她站在病房门外,偷偷地听着医生对母亲地解释,好像说了好多,却只有“恶性肿瘤”几个字留在了脑海,当时脑子嗡的一声,一片空白,她只听见母亲在病床前无声地哭泣,她呆呆地走了进去,看着沉睡的父亲,眼泪止不住地往下流,蹲在病床前面,一句话也说不出来。
有生以来第一次在医院度过了整个春节,父亲在病床上躺了好久好久,久到只记得母亲每天为父亲擦拭身体时念叨着同事老刘家的女儿今年正月出嫁了,隔壁邻居家新添了一个大胖小子,以及今年冬天下了第一场雪。

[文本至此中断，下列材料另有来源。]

PR #363, opened 2016-04-13
remove newline on xslt output and handle non-video links with no content

andygnewman:
- removes unnecessary newline character from xslt output
- removes any link that doesn't have content (except when has a data-asset-type - eg. video)
- better handles <p>'s with only whitespace left behind when images moved out and other stuff removed


server/stylesheets/external-image.xsl
```diff
@@ -11,14 +11,14 @@
...
-        <xsl:if test="count(child::node()[not(self::img)]) &gt; 0">
+        <xsl:if test="count(child::node()[not(self::img)]) &gt; 0 and not(normalize-space(current()/text()) = '')">
             <p><xsl:apply-templates select="child::node()[not(self::img)]" /></p>
         </xsl:if>
     </xsl:template>
 
     <xsl:template match="p[a/img]">
         <xsl:apply-templates select="a/img" mode="figure-content" />
-        <xsl:if test="count(child::node()[not(self::a)]) &gt; 0">
+        <xsl:if test="count(child::node()[not(self::a)]) &gt; 0 and not(normalize-space(current()/text()) = '')">
```
i-like-robots: Can `and not(normalize-space(current()/text()) = '')` be expressed as `and normalize-space(current()/text()) != ''` so it's more familiar? I don't mind just took me a few seconds to figure out!

tests/server/stylesheets/big-number-spec.js
```diff
@@ -20,7 +20,7 @@ describe('Big Number', function () {
 					'<div class="n-content-big-number">' +
 						'<span class="n-content-big-number__title">33m</span>' +
 						'<span class="n-content-big-number__content">These are powerful but fragile emissaries of a culture that not even their descendants remember</span>' +
-					'</div>\n'
+					'</div>'
```
i-like-robots: HTML assertions would avoid this... not that I'm suggesting we re-format these tests!

server/stylesheets/external-image.xsl
andygnewman: Good shout.

PR #364, opened 2016-04-13
Update EC2 tags to new FT-recommended formats

rowanbeentje:
The platform team migrated tags to a new format on March 21st, including updating tags on existing instances; ensure new instances will get set up with the new standard for tags.


matthew-andrews:
lol thanks

PR #366, opened 2016-04-13
Cachebust

georgecrawford:


server/lib/fetch-capi-json.js
```diff
@@ -1,6 +1,15 @@
...
 
+const url = require('url');
+
 module.exports = (endpoint) => {
+
+	// Add cachebust to all CAPI requests, as intermediate caches return stale content despite an update notification
+	const parsed = url.parse(endpoint, true);
+	delete parsed.search;
+	parsed.query.cb = Date.now();
+	endpoint = url.format(parsed);
```
matthew-andrews: thank you for all your effort here, but would you mind restricting this just to the CAPI v1 requests?

here:-
https://github.com/Financial-Times/next-es-interface/blob/master/server/models/article-v3.js#L18

georgecrawford: I had a feeling you might say that. Better now?

tests/server/models/article-v3-spec.js
```diff
@@ -22,6 +22,31 @@ const ARTICLE_ID = 'cf750772-6c4d-11e5-8171-ba1968cf791a';
...
+			})
+			.reply(200, fixtureV1);
+
+		const requestV2 = nock(CAPI_V2_URL)
+			.get(`/${ARTICLE_ID}`)
+			.times(1)
+			.reply(200, fixtureV2);
+
+		return instance(ARTICLE_ID)
+			.then(response => {
```
matthew-andrews: response is defined by not used :] (linting)

matthew-andrews:
i think circle has helpfully found a linting error but otherwise lovey +1

georgecrawford:
Yeah - I've only now discovered `make install` to add the `.eslintrc.json` file.

matthew-andrews:
quick quick merge merge

PR #367, opened 2016-04-15
Update sanity check usage to align with #357

i-like-robots:
Broken since https://github.com/Financial-Times/next-es-interface/pull/357 sorry sorrryyyy


matthew-andrews:
s'ok +1

PR #372, opened 2016-04-18
Actually make shielding work

matthew-andrews:
@aintgoin2goa @phamann


src/backends/prod.json
```diff
@@ -50,5 +54,19 @@
       "expected_response": 200,
       "interval": 1000
     }
+  ],
+  "conditions": [
```
matthew-andrews: actually need to make this work in fastly-tools

matthew-andrews: actually just went ahead and did that

PR #373, opened 2016-04-19
run all the unit tests

andygnewman:
cc: @matthew-andrews Remove the only which means it's only running a single unit test.


matthew-andrews:
oops!

matthew-andrews:
+1

PR #374, opened 2016-04-19
Big number transform

andygnewman:
cc: @i-like-robots 

To bring big number in line with other elements.
- enclose in an `<aside>`
- put associated text in a `<footer>`
- unwrap first level `<p>` encapsulating the number or associated text, whilst retaining any other html


i-like-robots:
Closing as it's been inactive a long time

PR #381, opened 2016-04-21
VCL hash by default uses the host header, which we change because of …

matthew-andrews:
…Heroku.  We want to use the customer facing host header so use that for `vcl_hash` rather than the one we send to backends…

There are probably other ways of achieving this.

https://docs.fastly.com/guides/vcl/manipulating-the-cache-key


matthew-andrews:
Before:-
purge-before

After:-
purge

wheresrhys:
oooh. Will something like this need adding to every cdn where we _may_ use shielding?

matthew-andrews:
maybe this was a better idea

PR #382, opened 2016-04-21
Remove photo diary hack that puts the first image as a master image now they're going to do it properly

matthew-andrews:
@andygnewman @musthemag


andygnewman:
👍

matthew-andrews:
will give @musthemag a few days before we merge this 😁

PR #384, opened 2016-04-22
Set the Host only when it needs to be set (between vcl_miss and vcl_fetch)

matthew-andrews:
Same effect as #381, but arguably better.

@richard-still-ft @commuterjoy @wheresrhys @phamann


matthew-andrews:
@wheresrhys i think something like *this* will need to be done on every CDN where we're manipulating the host header in VCL and want to do dynamic purging.

PR #385, opened 2016-04-22
Revert "Set the Host only when it needs to be set (between vcl_miss and vcl_fetch)"

matthew-andrews:
Reverts Financial-Times/next-es-interface#384


matthew-andrews:
so that broke stuff ……

PR #390, opened 2016-04-27
Push api

aintgoin2goa:


server/processes/push-updater.js
```diff
@@ -0,0 +1,87 @@
+'use strict';
+const EventSource = require('eventsource');
+const v3Api = require('../lib/api-v3');
+const log = require('@financial-times/n-logger').default;
+
+// we don't use next-express but code expects GLOBAL.fetch to exist
+// todo: I really hate doing this, think of a way to avoid it
+require('isomorphic-fetch');
```
matthew-andrews: i'm sorry about this

matthew-andrews:
looks good to me, do you concur @i-like-robots ?

integration-tests/push-api.int.js
```diff
@@ -0,0 +1,27 @@
...
+	before(() => {
+		process = require('../server/processes/push-updater');
+	});
+
+	it('Should listen for push events and pass them onto the api - watch the logs to see if it works!', () => {
+		process.start();
+		return wait(TIMEOUT)
+			.then(() => {
+				return true;
+			});
```
i-like-robots: This test doesn't do anything?

i-like-robots: (There are no assertions made)

server/processes/push-updater.js
```diff
@@ -0,0 +1,87 @@
...
+}
+
+function stop(){
+	eventSource.close();
+}
+
+module.exports = {
+	start: start,
+	stop: stop
+};
```
i-like-robots: module.exports = { start, stop } is fine =]

tests/server/processes/push-updater-spec.js
```diff
@@ -0,0 +1,54 @@
...
+const EventSourceStub = {
+	onmessage : function(){},
+	onerror : function(){}
+};
+
+EventSourceStub.__fakeEvent = function(data){
+	this.onmessage({data:JSON.stringify(data)});
+};
+
+const EventSourceMock = sinon.stub().returns(EventSourceStub);
```
i-like-robots: May be confusing to call it `Mock` - because it has no assertions, it's just a stub.

integration-tests/push-api.int.js
aintgoin2goa: no, it doesn't run either - but it is useful to check that UPP are actually implementing the spec (they weren't at first)

tests/server/processes/push-updater-spec.js
aintgoin2goa: true, but EventSourceStub was already taken!  Suggestions?

.gitignore
```diff
@@ -3,7 +3,7 @@
 /public/
 .env
 /.haikro-cache
-.eslintrc.js
+.eslintrc.json
```
matthew-andrews: believe this should be `*.js` for new versions of `n-makefile`

integration-tests/push-api.int.js
i-like-robots: OK, no point leaving unused code around then =]

tests/server/processes/push-updater-spec.js
i-like-robots: Maybe just switch the assertion around, so instead of `sinon.assert.called(EventSourceMock);` set the assertion here (`EventSourceMock.atLeast(1)`) and change line 39 to `EventSourceMock.verify()`

integration-tests/push-api.int.js
aintgoin2goa: I want to keep this - it will come in handy if (when) the api breaks.  I've done this a lot in the past and it's always been useful

i-like-robots: wiki it?

matthew-andrews:
💥

Issue #387, opened 2016-04-23
Ignore some V1 metadata taxonomies


i-like-robots:
We never expose some of the tag data we store in our apps, we have code to ignore the same things in multiple places. This is the full list of V1 metadata taxonomies:

- authors
- brand
- genre
- icb
- iptc
- mediaType
- organisations
- people
- regions
- sections
- specialReports
- subjects (never used?)
- topics

I propose we simply do not store the tags given the icb, iptc and subjects taxonomies.

I believe this will affect < 10 content items currently in our store.

matthew-andrews:
i thought we already moved icb, iptc and subject taxonomies…… see here:-
https://github.com/Financial-Times/next-es-interface/blob/master/server/lib/metadata-transformer.js#L85-L108

i-like-robots:
The tag extractor module uses [these predicates](https://github.com/Financial-Times/next-es-interface/blob/master/server/lib/predicates.js) to pluck out tags including the aforementioned. Although they're present on only a very small number of documents they're labels (beginning with 0) mean they bubble up when sorting alphanumerically.

i-like-robots:
Ahh, the logic you point out @matthew-andrews was added [_after_](https://github.com/Financial-Times/next-es-interface/commit/31b61b9cb473016ec95d2f1cecb7c38ff08a19a6) the new content model was implemented... and updates merge rather than replace. Will change it to `null`.

i-like-robots:
Ignore the above... some articles are not being updated because they're tagged as podcasts and https://github.com/Financial-Times/next-es-interface/blob/master/server/continuous-updater.js#L19

i-like-robots:
content tagged with ICB, IPTC and subjects tags have now been cleared up.

PR #392, opened 2016-05-03
Give icb, iptc and subject metadata taxonomies null values

i-like-robots:
Content exists within the index that predates the implementation of these checks. As ES documents are merged rather than replaced the rogue data remains.

CC #387


i-like-robots:
Nope

matthew-andrews:
;)

Issue #383, opened 2016-04-22
Improve consistency of article HTML


andygnewman:
To benefit from easier styling, less reliance on class names, it is suggested that we clean up our article HTML. Some suggested usages (changes from existing) are below;

- [ ] Headings
`<h1>` Prime Article Headline
`<h2>` In Article Subhead
`<h3>` Title of complementary section / aside
`<h4>` Headline of linked article in an aside

- [ ] Pullquote - should be a blockquote within an aside
```
<aside>
    <blockquote>
        <p>Quote here</p>
        <footer>Here's who said it</footer>
    </blockquote>
</aside>
```
- [ ] Big Number should be in an aside and accompanying text should be a footer (consistent with blockquote) [PR](https://github.com/Financial-Times/next-es-interface/pull/374)
```
<aside>
    <div>22m</div>
   <footer>This tells us what the number represents</footer>
</aside>
```
- [ ] Aside Titles Should Be H3 wrapped in a div (placeholder) [PR](https://github.com/Financial-Times/next-es-interface/pull/376)
```
<aside>
    <div><h3>Aside Title</h3></div>
</aside>
```
- [ ] Headline Links to other articles in an aside should be wrapped in `<article>` tags
```
<aside>
    <article>
        <h4><a>Headline Link to another article</a></h4>
    </article>
</aside>
```
- [ ] Copyright notice in article should be a `<footer>` element rather than a `<p>` [PR](https://github.com/Financial-Times/next-article/pull/1313)

i-like-robots:
what's the status of this?

andygnewman:
Haven't yet had a chance to come back to this following discussion on 'version controlling' ES.

PR #393, opened 2016-05-04
pullquotes as a blockquote wrapped in an aside

andygnewman:
Restructuring article html to have pull quotes as blockquotes within an aside.

As part of this set of issues: https://github.com/Financial-Times/next-es-interface/issues/383


i-like-robots:
Closing because I'm guessing there was no pressing need for this

PR #395, opened 2016-05-04
Exclude podcasts by testing the provenance field

i-like-robots:
Rather than checking tag which may also be (read: _is_) used by CAPI content.


matthew-andrews:
proper job +1

PR #396, opened 2016-05-05
Allow a 1 article difference between the US and EU totals

keirog:
A 1 article delta is pretty common (and expected), and triggers
health alerts all the time. Hopefully this will quieten things down.


keirog:
@i-like-robots @andygnewman

matthew-andrews:
Hmm……  not so sure…… can we just put a timer on this instead…… let it fail for a few interations before raising the alarm instead?

matthew-andrews:
Thought about this some more, I think it's a really important health check. The two regions must be in sync eventually. It's ok for this check to fail (up to say) 10 times in a row but it's not OK for them to have different numbers of articles.  Sorry >.<

andygnewman:
The thought behind having an allowable diff of 1 was that the pollers between regions are likely to be slightly out of sync, so having a diff of 1 is quite probable and leading to noisy alarms.

It would only be if that diff got any larger that it is a sign that one of the clusters isn't behaving.

Your suggestion of an allowable number of contiguous times for it to be out by up to one could be a way to check that it is then getting back in sync OK.

PR #400, opened 2016-05-16
Improve the failover of the out of sync healthcheck

matthew-andrews:
@andygnewman


matthew-andrews:
i think we need a better way of standard debouncers for our health checks :-/

andygnewman:
Nice. Hopefully that should make it less noisy.

PR #402, opened 2016-05-16
If there's no bodyXML coming from V2, delete it so that V1 takes over

matthew-andrews:
probably need a test 😁


matthew-andrews:
or a completely different approach

matthew-andrews:
geronimooooo

PR #403, opened 2016-05-17
Only add bodyXML to article v2 model if it's not false so that deepme…

matthew-andrews:
…rge ignores it if it's falsey


GlynnPhillips:
👍

Issue #397, opened 2016-05-09
Prepare for Video in `articleXML` API change


matthew-andrews:
<img width="722" alt="screen shot 2016-05-09 at 13 21 30" src="https://cloud.githubusercontent.com/assets/825088/15112896/067c9fba-15e9-11e6-9090-7d7ee357925f.png">

```
<a data-asset-type="video" data-embedded="true" href="http://video.ft.com/4877905127001" />
```

To become:-

```
 <ft-content data-embedded="true" url="http://api.ft.com/content/332ecb9e-abb3-31ed-9370-b7202a9b4b97" type="http://www.ft.com/ontology/content/MediaResource" />
```

And the second API request will (initially) return:-

```
{
  "id": "http://www.ft.com/thing/bad50c54-76d9-30e9-8734-b999c708aa4c",
  "type": "http://www.ft.com/ontology/content/Video",
  "webUrl": "http://video.ft.com/4492075574001"
}
```

(In the future this will expand to have more data to make it more useful and potentially even mean we can get rid of our brightcove proxy…… but for now MVP……)

fyi @i-like-robots @andygnewman @TheoLeanse 
(up to us and mr @mmockett to decide between us who does this work 😄 )

andygnewman:
So as MVP we would just need to pre-resolve the url back to the original format(?)

What's the timescale on this?

matthew-andrews:
next few weeks or so

matthew-andrews:
Probably good to start thinking about this :]

andygnewman:
Closed by this https://github.com/Financial-Times/next-es-interface/pull/407

PR #407, opened 2016-05-24
enable video as an ft content element

andygnewman:
@matthew-andrews 
To resolve this forthcoming issue https://github.com/Financial-Times/next-es-interface/issues/397

Just transforms it back to how we expect to see it before the change.
Designed to ensure the change in UPP doesn't break display.


matthew-andrews:
looks good to me!

PR #409, opened 2016-05-26
Pre-resolve ft-content of type MediaResource

andygnewman:
@matthew-andrews 

Could be either video or image, so have catered for both, which led to a rewrite of the image set pre- resolve to abstract out the final step of image transformation in that process.

Plus sorting out all the tests...


matthew-andrews:
looks good, sorry again about this …

PR #413, opened 2016-06-08
Update content-updating.js

adambraimbridge:
Increase the threshold for triggering an alert, because it always fixes itself anyway.

cc @matthew-andrews @laurieboyes


server/checks/content-updating.js
```diff
@@ -37,14 +38,14 @@ module.exports = () => {
...
-					oldest.length = 5;
+				if (oldest.length > threshold) {
+					oldest.length = threshold;
 				}
 				var debug = "\n\nDebug: " + JSON.stringify(unique(oldest));
 				if (unique(oldest).length > 1) {
 					ok = true;
 					checkOutput = "All's well" + debug;
-				} else if (oldest.length > 4) {
+				} else if (oldest.length = threshold) {
```
laurieboyes: The single `=` makes this an assignment, we want to keep the `>`

adambraimbridge: Thanks Laurie. I put these little errors in on purpose to make sure you're paying attention

server/checks/content-updating.js
```diff
@@ -37,14 +38,11 @@ module.exports = () => {
 			.then(function (result) {
 				var uuid = result.hits.hits[0]._id;
 				oldest.unshift(uuid);
-				if (oldest.length > 5) {
-					oldest.length = 5;
```
matthew-andrews: this code needs to be there, otherwise this check won't work :)

matthew-andrews:
I don't think this is needed / achieved what it was intended to.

下雪的那天,父亲走了,他都没有睁开眼睛看一眼她和母亲就这样无声地走了,他都还没有看到他最骄傲的女儿出嫁他就走了,他都没有看今年的新雪像从前一样对着她说道,“你妈
当年生你的时候,刚好那天下了一场新雪,然后你爸我就从《诗经》里取了个名字。”他都还没听她驳斥着说,“原来我名字是直接从书上抄的啊!”
“爸爸。”
后来,连母亲也病倒了。
为了给父亲送葬,她一周之后才回到了学校。当她再回到学校的时候,所有人都被她吓了一跳,因为瘦的太厉害了,眼神也失去了往日的神采,终日坐在角落里沉默寡言。
从她的室友那里听到这些消息,危亦刚每天陪在她的身边,从最后一个离开教室到最后一个来到食堂,再到将她送回宿舍,成为最后一个回到宿舍的人。
她仍旧每天孤僻少言,从桃花谢了生出果实,从湖心亭旁的柳条抽出枝芽到迎风飘舞,墨绿色的水鸭在水中嬉戏,静惜湖畔的钟声日复一日。
夏天终于又要到了,夏季总是有很多故事,毕业季的学生忙着和折磨了三年的高中告别,准备步入社会的大学生们忙着和恋人分别,笑声很多,但似乎总是泪水更多。